And this was just by accident. There is little doubt in my mind that one of the most productive uses of generative AI will be to purposely spread misinformation and propaganda, to create fear, doubt, and uncertainty. This is the technological future: We will be lied to by our robots!
In the early first flushes of my love affair with the Internet, it never occurred to me that if I could find a passionate community devoted to anime, or Xena Warrior Princess fan fiction, or open source software, then white supremacists could just as easily construct networks devoted to Holocaust revisionism, or psychopathic men could build community around the sharing of tips on how to manipulate women, or anti-vaccine activists could find all the “scientific” studies purporting to support their deranged health claims they wanted. It would never have occurred to me that a billionaire would buy one of the Internet’s most popular and useful social media sites and weaponize it into a source of disinformation designed to influence a national election. That’s crazy talk!
I believed a better future was coming when I should have been reading Philip K. Dick much more carefully.

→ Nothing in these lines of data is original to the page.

PR #428, opened 2023-11-09
NETOBSERV-1102: fine-tune http servers

jotak:
## Description

Provide defaults settings for http servers, overridable by callers

## Dependencies

n/a

## Checklist

### DIFF
--- a/pkg/server/server.go
+++ b/pkg/server/server.go
@@ -1,7 +1,6 @@
 package server
 
 import (
-	"crypto/tls"
 	"fmt"
 	"net/http"
 	"time"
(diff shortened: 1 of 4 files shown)


pkg/server/server.go
```diff
@@ -32,18 +31,11 @@ func Start(cfg *Config, authChecker auth.Checker) {
...
-	tlsConfig := &tls.Config{
-		MinVersion: tls.VersionTLS12,
-	}
-
-	httpServer := &http.Server{
+	httpServer := defaultServer(&http.Server{
 		Handler:      router,
 		Addr:         fmt.Sprintf(":%d", cfg.Port),
-		TLSConfig:    tlsConfig,
-		ReadTimeout:  30 * time.Second,
```
jpinsonneau, line 44: Is this affecting loki metrics queries ?
It was `30s` and you are moving it to default = `10s` here. I think some queries will take longer time than this

jotak: As far as I understand the read timeout only impacts when the server reads the content of the HTTP requests coming from the frontend, so in general a short timeout is ok, unless there's a lot of data to read such as in case of file uploads, which I think doesn't happen for us (?). So - if I'm correct - long loki queries are only impacted by the Write timeout, which can make them fail, as this code is invoked in the write path of the request processing.

In this blog there's a schema showing what each timeout covers: https://bruinsslot.jp/post/go-secure-webserver/index.html
I took it as a reference, they use a default of 5s for read timeout. Here I wanted a compromise by setting 10s default.
I don't have strong opinion against setting it back to 30s though, if we think 10s isn't enough, but my understanding of how timeouts work + our usage make me thing this should be good

OlivierCazade (approved):

pkg/server/server.go
jpinsonneau: Let's stick with the default and we'll increase it if needed. Thanks for the details !

PR #435, opened 2023-11-28
NETOBSERV-1407 console deduper merge mode

jpinsonneau:
## Description

- [X] Manage Interface and Direction arrays as a single field in the UI according to `mark` & `merge` configs
- [X] Skip frontend deduplication for both flows & metrics queries
- [x] Update filtering engine to query on new fields

image

To setup deduper merge, simply add the following config in ebpf debug (or advanced) configuration:
```yaml
      advanced:
        env:
          DEDUPER_JUST_MARK: "false"
          DEDUPER_MERGE: "true"
```

## Dependencies

https://github.com/netobserv/network-observability-operator/pull/501
https://github.com/netobserv/network-observability-operator/pull/529

## Checklist


jpinsonneau:
I sometimes get `FlowDirection` as `string` and sometimes as `number` :thinking: 
We should be consistent and only use numbers in any case

config/sample-config.yaml
```diff
@@ -812,3 +818,6 @@ frontend:
   alertNamespaces:
     - netobserv
   sampling: 50
+  deduper:
+    mark: false
+    merge: true
```
msherif1234, line 823: isn't better to stay with the current default till we change it ?

pkg/handler/config.go
```diff
@@ -122,6 +128,10 @@ func ReadConfigFile(version, date, filename string) (*Config, error) {
 			Filters:      []Filter{},
 			QuickFilters: []QuickFilter{},
 			Features:     []string{},
+			Deduper: Deduper{
```
msherif1234, line 131: can u pls add a note here so when the agent default change we need to remember and change this as well ? OR it will be much better to have only one source of truth can u read it from the same cm instead of hard coding it here ?

pkg/handler/topology.go
```diff
@@ -135,9 +135,9 @@ func getTopologyFlows(cfg *loki.Config, client httpclient.Caller, params url.Val
 	return qr, http.StatusOK, nil
 }
 
-func shouldMergeReporters(metricType constants.MetricType) bool {
-	return metricType == constants.MetricTypeBytes ||
-		metricType == constants.MetricTypePackets
+func shouldMergeReporters(metricType constants.MetricType, deduper loki.Deduper) bool {
+	return !deduper.Merge && deduper.Mark && (metricType == constants.MetricTypeBytes ||
```
msherif1234, line 139: I don't think it make any sense to have mark `true` and merge `true` at the sametime
while we don't enforce this yet but this is something we should consider 
IMO valid configs
Mark   |  Merge
---------------
  T    |    F
  F    |    T
 --------------
 since we always need to know about dup so both T or both F is invalid, maybe we can just single config knob at the agent side ?

pkg/loki/filter.go
```diff
@@ -141,7 +142,7 @@ func (f *lineFilter) asLabelFilters() []labelFilter {
 			valueType: v.valueType,
 			value:     v.value,
 		}
-		if v.valueType == typeRegex || v.valueType == typeRegexContains {
+		if v.valueType == typeRegex || v.valueType == typeRegexContains || v.valueType == typeRegexArrayContains {
```
msherif1234, line 145: maybe worth small helper to check for all regex flavor ?

web/src/components/netflow-record/record-field.tsx
```diff
@@ -469,18 +485,37 @@ export const RecordField: React.FC<{
...
-          )
-        );
+      case ColumnsId.flowdir: {
+        return singleContainer(simpleTextWithTooltip(getFlowDirectionDisplayString(String(value) as FlowDirection, t)));
+      }
+      case ColumnsId.flowdirints: {
+        if (
+          flow.fields.Interfaces &&
+          flow.fields.FlowDirections &&
+          flow.fields.Interfaces.length === flow.fields.FlowDirections.length
```
msherif1234, line 495: why u need this check its not possible the two arrays of different len ?

config/sample-config.yaml
jpinsonneau: Sure !

pkg/handler/config.go
jpinsonneau: I've added a TODO for now. We could load by default the sample yaml but that would force us to embed it in the code and parse two yaml, one after the other.

The plugin accept as arguments a file path that is configurable. These defaults are overriden below (line 141)

pkg/handler/topology.go
jpinsonneau: Both `merge` and `mark` could be false :upside_down_face: 
But I agree both `true` doesn't make sense on eBPF side. I just wanted to manage every cases here since we have 2 flags for now.

I suggest to keep as is and cleanup the code for enablement in https://issues.redhat.com/browse/NETOBSERV-1459

pkg/loki/filter.go
jpinsonneau: sure !

pkg/loki/filter.go
```diff
@@ -141,7 +142,7 @@ func (f *lineFilter) asLabelFilters() []labelFilter {
...
 			if f.not {
 				lf.matcher = labelNoMatches
 			} else {
```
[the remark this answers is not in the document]
jpinsonneau: sounds good to me

pkg/loki/flow_query.go
```diff
@@ -180,6 +180,18 @@ func (q *FlowQueryBuilder) addLineFilters(key string, values []string, not bool,
...
+	var isArray bool
+	if q.config.Deduper.Merge {
+		switch key {
+		case "FlowDirection", "Interface":
+			key = fmt.Sprintf("%ss", key)
+			isArray = true
+		default:
+			isArray = false
+		}
+	}
```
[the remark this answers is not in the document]
jpinsonneau: Yes !

Currently, when deduper merged is enabled, we have both single and plural fields as:
FlowDirection, Interface, FlowDirections, Interfaces

I'm forcing a `lineMatch`` on plural fields here to avoid any query running on single fields.
In the future, I expect fully removing FlowDirection and Interface fields.

web/src/components/netflow-record/record-field.tsx
jpinsonneau: It's not supposed to happen indeed, but just in case, I'm checking the length to avoid crashing in the loop following this test since I'm accessing values by their index.

web/src/api/ipfix.ts
```diff
@@ -53,6 +54,20 @@ export enum FlowDirection {
   Inner = '2'
 }
 
+export const getFlowDirectionDisplayString = (value: FlowDirection, t: TFunction) => {
+  return value === FlowDirection.Ingress
+    ? t('Ingress')
+    : value === FlowDirection.Egress
+    ? t('Egress')
+    : value === FlowDirection.Inner
```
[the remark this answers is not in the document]
jpinsonneau: Indeed, but since the data come from JSON, anything can happen here.
For example, I sometime got number instead of string in `FlowDirection` field.
See https://github.com/netobserv/network-observability-console-plugin/pull/435#issuecomment-1903899792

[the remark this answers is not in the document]
jpinsonneau: see https://github.com/netobserv/flowlogs-pipeline/blob/40b69485049482aee71b55a5b7b0fa52cd49576e/pkg/pipeline/transform/transform_network_direction.go#L62

msherif1234:
sounds good to me Thanks @jpinsonneau 
/LGTM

Today, when I interface with the digital world I start from a position of profound mistrust. Is what I see before me commercially sponsored, or generated by flawed AI, or a Russian or Chinese psy-op? I know that if I look hard enough, I can find “evidence” that will buttress whatever side of any argument I want to make.
The Internet has become as useless as the Book of Changes because it will affirm or deny whatever we desire. And I cannot help but connect this unmooring of online truth, this cacophony of digital nonsense, to the state of politics in the United States today. President Trump spews out insanity on a daily basis and his henchmen routinely say and do the vilest of things and Elon Musk tweets something factually incorrect almost as often as he takes a breath and it all means nothing because nothing means anything. A quarter of the way through the 21st century, one of humanity’s supreme technical achievements is a network that facilitates the sharing of lies so efficiently that it broke democracy. Would we have elected Donald Trump president a second time, much less a first, if we still had gatekeepers keeping a lid on all the madness?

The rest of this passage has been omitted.